The more complicated question is this matter of what is a "good" or a "bad" ETF. A clear definition has been given so far as ETFs are concerned; essentially ETFs from tax havens are "bad" and all others are "good".

Now, as 3CC has pointed out, "bad" ETFs are in fact treated as material interests in an offshore fund and taxed at a super rate of 48% so these remain bad, or rather "ugly" in every sense of the word.

But the grey area, which interests me the most, are those collective investment vehicles which are constituted as fixed share companies (as opposed to open ended companies like ETFs), the most notable being UK Investment Trusts.

These are what I have been referring to as "bad" ETFs which is rather a misnomer as they are neither bad nor ETF:eek: The tax treatment of these should be obvious i.e. taxed as ordinary shares (which is now a good thing compared to 41% exit tax on ETFs). However, Rory Gillen has suggested that it is not completely airtight, hence why in 2013 I sought a direct ruling from the Revenue and was assured that they were taxed as ordinary shares.
 
Hi Duke,

I am not familiar with UK Investment Trusts but I would be interested in how they compare to ETF's as a potential investment.

Do you know if it possible to get an investment trust with a passive (tracking) investment strategy and that does not pay dividends?

Many thanks,

3CC.
 
This is one that I am in. We are not allowed to discuss shares here (maybe I can squeeze this in as an ETF;)). I am not recommending it, I just think this fact sheet gives a better flavour of what they are about. This one has .25% management fees and it tracks FTSE.

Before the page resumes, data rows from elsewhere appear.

PR #166, opened 2024-03-14
fix(coverage): ignore test files

snprajwal:
Codecov ignores unit tests by default, but does not recognise the `test` directory for integration tests. Tests are written to generate coverage, so it does not make sense to check the coverage of the tests themselves.


adrianreber (approved):
Good idea. Thanks!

It pays dividends. As closed funds they all would need to pay dividends, I think. Otherwise they are worthless. The reason accumulator ETFs work is that there is a buyer of last resort who will pay the look through value (NAV). This is not the case for an Investment Trust which is a share pure and simple.

The attraction to me of a UK Investment Trust are as follows:

CGT friendly (esp. as I have bank losses carried forward)
Sterling exposure
Cheap and more or less passive
 
Thro' an Irish broker?
Good lord, no, I like to have something left to invest after commission:( [broken link removed] online works perfectly for me. Easy to sign up to, they accepted scanned ID, and those commissions really are cheap.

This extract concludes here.